*** Given records ***

PR #161, opened 2021-07-06
Add support for hidden tokens in CST and improve `longer_alt` token behavior for terminals

### LINKED ISSUE #136: Parser generator does not take terminals into account for `longer_alt`
Usually, tokens that start with the same characters have to include the `longer_alt` property to determine what token may come next. This is already working for keyword based token, but not for terminals.

Langium version: 0.1.0
Package name: `langium-cli`

## Steps To Reproduce

1. Create a terminal starting with a `//` (like `SL_COMMENT`)
2. Use `/` as a keyword in a rule.
3. `//` will never be parsed correctly.

## The current behavior

The terminal starting with `//` will never be parsed because it is in conflict with the `/` keyword.

## The expected behavior

The terminal is parsed correctly.

msujew:
Closes #136

Right now, Chevrotain only supports a single terminal for the `longer_alt` property. For this reason, we use a single `COMMENT` terminal for both single line and multi line comments in the `arithmetics` example.


dhuebner (commented):
Two things I noticed during fast testing:
- no syntax highlighting :-(
- error is reported (typing/CA) inside ML comment here: `def foo:  2 /*  */ + 4;` (notice that there must be a warning "Expression could be normalized to constant 6" to reproduce)

Bildschirmfoto 2021-07-08 um 14 31 12

msujew:
1. Fixed the missing `#comments` syntax highlighting pattern.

*** End of Given records ***

## How to complete this task
Give the lines of the material above again, exactly, from its first line through the line that contains "## The expected behavior" and no further.

## Response area
PR #161, opened 2021-07-06
Add support for hidden tokens in CST and improve `longer_alt` token behavior for terminals

### LINKED ISSUE #136: Parser generator does not take terminals into account for `longer_alt`
Usually, tokens that start with the same characters have to include the `longer_alt` property to determine what token may come next. This is already working for keyword based token, but not for terminals.

Langium version: 0.1.0
Package name: `langium-cli`

## Steps To Reproduce

1. Create a terminal starting with a `//` (like `SL_COMMENT`)
2. Use `/` as a keyword in a rule.
3. `//` will never be parsed correctly.

## The current behavior

The terminal starting with `//` will never be parsed because it is in conflict with the `/` keyword.

## The expected behavior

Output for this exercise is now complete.